I'd like to hear your thougths on why the threaded die/press vs. arbor press would contribute to the error...I hadn't thought about that.

I think I'm starting to get my head around this. Reading an article by German Salazar yesterday helped a bit, though I just had my "ah ha" moment while reading this post.

I had thought -- though I couldn't really get my head around the "why" -- that if the seating plug contacted every bullet at a fixed radius (regardless of where that radius is along the length of a bullet), then variance should just get pushed into the case during the seating process (or left out, as the case may be). In other words, a good die ought to be able to produce loaded round after loaded round with the plug contact point the same distance from the case head.

That's all true. The trouble is, the variance that we care about is the variance in the distance from the SEATING PLUG contact point to the COMPARATOR contact point (ogive). Salazar (who ought to know) says that measuring base-to-ogive, base-to-tip, or any other dimension isn't going to tell you squat about this measurement. You'd have to measure seating-plug-contact-point-to-ogive on every bullet, and there isn't a tool to do this. The only way to seat every bullet the same is to seat every bullet individually measure each as you "walk it down."
 
If one looks at their rimless bottleneck cases, the point on them that always is at the exact same place in the chamber when fired is the shoulder. It's driven hard into the chamber shoulder by the firing pin and the primer fires very shortly thereafter

As there's typically a few thousandths spread from shoulder back to case head, bullets seated relative to the case head will have a few thousandths spread in their seater contact point to the case shoulder. Bullet seating reference should be measured from case shoulder to the seater contact point on the bullet.

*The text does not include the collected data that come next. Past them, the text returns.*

PR #3723, opened 2026-09-02
The harness's admin can see the words a rep can see

dungbanguyen:
`main` is red: `integration / integration shard (4/6)` fails on `TestThePersonListNarrowsByTagID` — "the tag filter returned 0 people, want only the tagged one". Reproduced on plain `origin/main` and at `edd89a55e`, the commit that added the test.

## Cause

`AdminPerms` in the integration harness carries no `tag` grant. `storekit.TagFilterClause` refuses a caller without `tag.read` by rendering `FALSE` rather than by erroring — deliberately, since an error would tell an outsider the tag exists — so `e.Admin()` asked "who carries VIP" and was answered "nobody". The suite read that as the store's answer.

The real seed (`identity/internal/policy`'s admin row) grants admin `crud` on both `tag` and `list`. The fixture was narrower than `AccountRepPerms`, a **rep** fixture, which already carries `tag.read` and `list.read`.

## Fix

`AdminPerms` gains the `tag` and `list` grants the seed gives it.

## Gate

`harnessperms.go` already says in prose that "the harness's admin stands in for every seat in most suites". The new gate is its contrapositive: no fixture for a seat the **seed** grants strictly less than admin may hold a grant `AdminPerms` lacks. It compares *seats*, not fixtures — a fixture is often deliberately narrower than its own seat, and several here say so where they are declared. A companion census parses the fixture names out of `harnessperms.go`, so an unregistered fixture fails rather than being exempt by omission.

It reads `migrations/testdata/rbac_seeded_defaults.json`, which `identity/rbacfixture_test.go` pins to `policy.MustDefaultJSON` on every unit pass — `policy` itself sits behind `identity/internal/`.

**Stated limit, in the doc comment:** a seat the seed grants exactly what it grants admin is never compared. `OpsPerms` holds the admin grid, and `AdminWithSignals` is an admin fixture carrying a `signal` grant `AdminPerms` lacks. Nothing holds that narrowing honest.

## Evidence

- `TestThePersonListNarrowsByTagID` — fails on `origin/main`, passes here.
- Mutation: drop `tag` from `AdminPerms` → the gate names it (`AccountRepPerms (rep) holds tag.read and AdminPerms does not`).
- Mutation: unregister `AccountRepPerms` → the census names it.
- `make check-backend` exit 0; the whole `compose/integration` package green (135s).

## Summary by CodeRabbit

* **Bug Fixes**
  * Administrators now have consistent create, view, update, and delete access for tags and lists.
  * Tag-filtered results now correctly reflect administrator permissions.
  * CRM-originated correspondence records unresolved sender visibility questions while still creating the associated person record.

* **Tests**
  * Added checks to keep administrator permissions aligned with configured policies.
  * Expanded integration coverage for correspondence processing, organization tags, query budgets, and permission behavior.

### DIFF
--- a/backend/internal/compose/integration/capture/capture_tiergate_integration_test.go
+++ b/backend/internal/compose/integration/capture/capture_tiergate_integration_test.go
@@ -377,9 +377,19 @@ func TestCaptureTierGateHonorsCorrespondenceFromACRMOriginatedSend(t *testing.T)
 		WHERE pe.email = 'team@news.prospect.example'`); n != 1 {
 		t.Fatalf("%d persons for a sender the CRM had written to, want 1 — a CRM send must count as correspondence", n)
 	}
+	// A ledger row here is expected, and it is not a deferral. #3719 made both
+	// create tiers open the same question the deferred tier opens, because a
+	// sender created on sight and never judged stayed the mailbox owner's
+	// permanently. T1 still decides STORAGE — the person above exists, which is
+	// what "nothing defers" was ever about. What the row asks is whose record it
+	// is, and `advisor` is a legitimate answer that keeps it private, so the
+	// question cannot be skipped for a corresponded-with sender either.
 	if n := countRows(t, e, `
-		SELECT count(*) FROM capture_pending_counterparty WHERE email = 'team@news.prospect.example'`); n != 0 {
-		t.Fatalf("%d ledger rows for a corresponded-with sender, want 0 — T1 decides, nothing defers", n)
+		SELECT count(*) FROM capture_pending_counterparty
+		WHERE email = 'team@news.prospect.example'
+		  AND status = 'pending' AND resolved_at IS NULL`); n != 1 {
+		t.Fatalf("%d open visibility questions for a corresponded-with sender, want 1 — "+
+			"T1 creates the record on sight and still asks whose it is", n)
 	}
 }
 
--- a/backend/internal/compose/integration/harnessperms.go
+++ b/backend/internal/compose/integration/harnessperms.go
@@ -199,6 +199,15 @@ var (
 			objInstallSettings: {Read: true, Update: true},
 			"project":          {Create: true, Read: true, Update: true, Delete: true},
 			objRelationship:    {Create: true, Read: true, Update: true, Delete: true},
+			// tag and list are crud for admin in the real seed
+			// (identity/internal/policy's admin row), and this fixture had
+			// neither. That drift was not inert: the tag FILTER refuses a
+			// caller without tag.read by rendering FALSE rather than by
+			// erroring, so an admin missing the grant asked "who carries
+			// VIP" and was answered "nobody" — and this fixture was
+			// narrower than AccountRepPerms, which already carries both.
+			"tag":  {Create: true, Read: true, Update: true, Delete: true},
+			"list": {Create: true, Read: true, Update: true, Delete: true},
 		},
 		RowScope: principal.RowScopeAll,
 	}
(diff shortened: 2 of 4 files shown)


dungbanguyen:
Two further failures came back from CI. They are not the same thing, so splitting them:

**`org360` (mine).** `TestOrganization360CostDoesNotGrowWithTheAccount` — 44 queries against a budget of 43. Caused by this branch: with `tag.read`, `assemble.readTags` runs where it was previously refused, adding one statement for the account's chips. It is flat in the size of the account, so the flatness assertion still holds; only the recorded cost moved. Budget raised to 44 with the running commentary the file uses. Verified on plain `origin/main`: **passes** there, so this is mine to own.

**`capture` (main's).** `TestCaptureTierGateHonorsCorrespondenceFromACRMOriginatedSend` — "1 ledger rows for a corresponded-with sender, want 0". Verified on plain `origin/main`: **fails** there too. #3719 deliberately made both create tiers open the verdict question the deferred tier opens — its own commit message says so — and added `capturepromote_integration_test.go` without updating this suite. The assertion now reads the row as what it is: an *open* question (`status = 'pending' AND resolved_at IS NULL`) about whose record it is, not a deferral. T1 still decides storage; the person exists, which is what "nothing defers" was ever about.

Folded into this PR rather than split, because `main` is red on all six shards and this is the change that makes it green.

**Evidence**
- Mutation on the capture assertion: cut the `askWhoseRecord` call → `0 open visibility questions … want 1`.
- Every `compose/integration` subpackage run locally: `agentaccess`, `capture`, `channels`, `collections`, `customfields`, `jobfanout`, `org360`, `overlay`, `webhooks` — all `ok`; the parent package `ok` (135s); `e2e` has no test files.

dungbanguyen:
Valid, fixed — with one adjustment to the suggested remedy.

Restricting the parse to `principal.Permissions` **composite literals** would have exempted `AdminWithSignals`, which is `withFullSignalGrant(AdminPerms)` — a call, not a literal. That is the one fixture in the file assembled rather than written out, so admitting only literals would introduce the exact "exempt by omission" hole the census exists to close, while closing the one you found.

So it now narrows by exclusion instead: a composite literal of some *other* type is provably not a fixture and is skipped; everything else — literals of `principal.Permissions`, calls, identifiers — still has to be registered. Blank identifiers are skipped too, since `_` names nothing a suite can act through. Deciding this properly wants the type checker, and the module has no `go/packages` dependency; the doc comment says so rather than implying the AST answer is complete.

**Evidence**
- `var probeGrant = principal.ObjectGrant{Read: true}` added to `harnessperms.go` → census passes (your case).
- `AdminWithSignals` removed from the registry → census fails by name (the case the narrowing must not lose).
- `make check-backend` exit 0; `compose/integration` green.

dungbanguyen:
Both correct, both fixed — they are the same failure in two places: an exclusion that drops a fixture with nothing failing.

**Per name.** The exclusion ran per *declaration*, so in `var A, B = principal.Permissions{…}, principal.ObjectGrant{…}` the second value dropped the whole spec and exempted `A`. It now decides per name against the value at the matching index. The multi-return form (`var a, b = f()`) has no per-name value to inspect, so it is asked for rather than excluded.

**The qualifier is resolved.** Matching the bare identifier `principal` would read an aliased import as some other package and exclude every `Permissions` literal in the file — silently. It now walks the file's imports, maps the path back to whatever identifier qualifies it, and matches on that. A file that does not import the package, or dot-imports it so no qualifier survives, fails loudly rather than passing on an empty census.

**Evidence** — three mutations, each on the branch it exercises:
- Alias the import in `harnessperms.go` to `p` → census still passes, all seven fixtures found.
- `var ProbeSeat, probeGrant = principal.Permissions{…}, principal.ObjectGrant{…}` → fails by name: `harnessperms.go declares ProbeSeat, which harnessSeatFixtures does not name`.
- Point `principalPackage` at a path the file does not import → `harnessperms.go does not import … — an empty census would pass while governing nothing`.

`make check-backend` exit 0; `compose/integration` green.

The best place on the bullet to contact the bullet seater is the diameter where it first touches the rifling. Other places on the bullet's ogive may vary a thousandth lengthwise from that point as all bullets made with a given set of forming dies will not all have the exact same shape; they vary a tiny bit because the metals in them are not perfectly dimensioned nor perfectly uniform in their metalurgy makup. A couple thousandths spread in the bullet's jump distance to the rifling has no significant effect anyway; that tiny spread in dimensions is not significant to accuracy.
 
One datum to another on a bullet nose provides for calculation of ogive radius, which affects BC, or what a meplat diameter would end up after trimming, which again affects BC. And yes, it affects pretty much all bullet portion length measurements(invalidating what most think they measure).
But seating affects of ogive radius variance, as compared in measure, is well under 1thou. That's not to say actual seating depth changes so little, but that counteraction results in so little measured.

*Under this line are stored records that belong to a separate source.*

Issue #3736, opened 2026-09-02
TestDraftEmailFiringLandsTheComposedDraftOnTheRunRecord tests a case #3727 made impossible


tinnhlt-gra:
## What's red

`TestDraftEmailFiringLandsTheComposedDraftOnTheRunRecord`
(`backend/internal/compose/integration/workflow_action_executors_integration_test.go:183`)
fails deterministically on current `main`, blocking the shared `ci` required
check (confirmed via `make test-it DIR=backend/internal/compose/integration
RUN=TestDraftEmailFiringLandsTheComposedDraftOnTheRunRecord` against a clean
checkout of `main`, not a flake — reproduced twice):

```
workflow_action_executors_integration_test.go:200: workflow task11a_draft_email_probe:
this automation drafts an email but has no owner; a drafted message goes out under
one person's name and is released by that person, so assign an owner before enabling it
```

## Why

#3727 ("A held draft is released by the person it goes out as") added a
compose-time refusal: any firing that drafts email with no owner refuses,
because a drafted message goes out under one person's name
(`engine_run.go`'s `withSendingOwner`, `handlers_actions.go:206`
`principal.SendingHuman`).

The test's own registration path makes an owner structurally unreachable.
`draftEmailProbe` is registered via `engine.RegisterSystemWorkflow(...)`, which
runs through `engine.go`'s `system` handler loop — that loop calls
`e.runOne(runCtx, h, ev)` directly with no `OwnerID` assignment at all,
unlike the catalog/instance loop below it (`iev.OwnerID = inst.owner`). The
contract is explicit and intentional
(`internal/shared/ports/workflow/workflow.go:83-87`, `Event.OwnerID` doc):
*"Zero for a system-seeded automation... and for a system handler (no
instance behind it at all)."*

So this is not a missing test fixture value (I first assumed the seeded
deal just needed an owner — `SeedDeal(..., &e.Rep1)` — and confirmed that
does **not** fix it, since `RegisterSystemWorkflow`'s path never reads the
deal's owner or `iev.OwnerID` in the first place). The test's premise — a
bare system handler successfully drafting email — is exactly the case
#3727 closed. #3727's own commit message names this same fix for sibling
fixtures in `handlers_actions_test.go`/`handlers_event_test.go` (routed
through a new `ownedFiring()` helper, package `automation`), but that
helper only reaches tests calling `ApplyActions`/`Apply` directly in the
`automation` package — it does not cover this integration test's
[...]

PR #3738, opened 2026-09-02
main is red: the draft probe still expects a draft an owner now gates

dungbanguyen:
`TestDraftEmailFiringLandsTheComposedDraftOnTheRunRecord` fails on the tip. It passes at `62faafd39` and fails at `5f1b3ceda`; the change between them is https://github.com/margince/margince/pull/3727.

```
workflow task11a_draft_email_probe: this automation drafts an email but has no owner;
a drafted message goes out under one person's name and is released by that person,
so assign an owner before enabling it
```

## Why the probe cannot pass as written

That refusal shipped deliberately — `MissingDraftOwnerError` names `owner_id` as the field to set, and its own doc says a catalog template seeded without one "drafts nothing".

Every **system-registered** firing is ownerless by construction: `engine.HandleEvent` builds its event from a `kevents.Envelope`, which carries no owner, and `OwnerID` is populated only from an automation *instance* (`timescan.go`). The probe is registered with `RegisterSystemWorkflow`, so no arrangement of the test gives it one.

The test asserts what shipped instead: the firing fails, and the returned error names the missing owner. The run row records which automation stopped and not yet why — asserted as it is rather than asserted away, because that gap is worth someone's attention.

## What this costs, stated rather than dropped

`workflow_run.applied` was asserted against a real database **here and nowhere else**. The regression it guarded is a real one the original author called out: `recordApplyOutcome`'s staged arm wrote only `detail` for its whole life, so an automation could report having drafted a reply while holding nothing to show for it. That is now unguarded at the database level.

Restoring it needs a firing that carries an owner, which needs the owner question settled. **This PR does not settle it** — https://github.com/margince/margince/issues/3605 carries the two readings:

- `withSendingOwner` documents a system firing as one that "drafts unvoiced";
- `MissingDraftOwnerError` makes an ownerless draft a refusal.

Both sentences are on `main` and they cannot both be true. Whoever settles that should restore the `applied` coverage with it.

## Verification

Whole package against real Postgres, not the named test:

```
ok  github.com/margince/margince/backend/internal/compose/integration  285.375s
```

`make check-backend` green. Diagnosed on a clean `origin/main` worktree first, so the diff under review is not what broke it.

## Summary by CodeRabbit

* **Bug Fixes**
  * Workflow executions without an assigned owner now fail with a clear missing-owner error.
  * Failed workflow runs are correctly recorded with a `failed` status.
  * Draft email workflows no longer persist drafts or approval requests when execution fails.

### DIFF
--- a/backend/internal/compose/integration/workflow_action_executors_integration_test.go
+++ b/backend/internal/compose/integration/workflow_action_executors_integration_test.go
@@ -17,6 +17,7 @@ package integration
 import (
 	"context"
 	"encoding/json"
+	"strings"
 	"testing"
 	"time"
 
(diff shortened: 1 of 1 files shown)


tinnhlt-gra:
Filed the same root cause independently as #3736, with a fix in #3741 that takes the other direction: routes the probe through the catalog/instance path (RegisterWorkflow + a seeded owned automation instance) instead of asserting the refusal, so it keeps the `workflow_run.applied` coverage you correctly flag this approach drops. Not arguing for mine over yours — yours is simpler and explicitly defers the real #3605 question rather than papering over it, which is a defensible call. Flagging so whoever merges doesn't do both.

tinnhlt-gra:
#3741 merged (routes the probe through the catalog/instance path, keeping the workflow_run.applied coverage). This should be superseded now — closing is your call since it's your PR, just flagging so it doesn't sit stale.

dungbanguyen:
Superseded by https://github.com/margince/margince/pull/3741, which is the better fix — and I am glad it landed rather than mine.

Mine asserted the refusal and accepted that `workflow_run.applied` lost its only real-database assertion, because I could find no way for a system-registered firing to carry an owner. #3741 routes the probe through the catalog/instance path instead, so the firing HAS an owner, the compose-and-park contract still runs, and the `recordApplyOutcome` staged-arm regression stays guarded. That is the coverage my PR would have given up.

Verified on a clean `origin/main` worktree at `dc471bd9a`: `TestDraftEmailFiringLandsTheComposedDraftOnTheRunRecord` passes and the `applied` assertions are intact.

The design tension I raised on https://github.com/margince/margince/issues/3605 is now answered by the code as well: a system firing routed through an instance carries an owner, so "drafts unvoiced" is the stale sentence rather than the rule. Worth a follow-up to correct `withSendingOwner`'s comment, which still says otherwise.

Actual seating depth variances(bearing seated) doesn't matter to accuracy. What matters is distance from ogive contact point to leade angle/distance. I've heard & read many explanations as to why, but nothing explaining why so much, or for some combinations, why so little.
With my last 3 load workups, the biggest gains were through seating adjustments.
My seating with Wilson dies measures <1thou variance, and this from Berger bullets mixed in lots(they aren't the same). I haven't seen where the bullet dimensions change seating consistency, provided seating forces are rational and consistent.

Some people set themselves backward by frequent annealing of necks. While it might(if actually done well) normalize seating forces, it also increases seating forces, which affects seating variances with ogive radius variances.
But I suspect these people never fully investigated best seating to begin, so they don't see this & they think it's normal to have a lot of variance in OgvOAL.
I know it don't have to be that way, normal or not.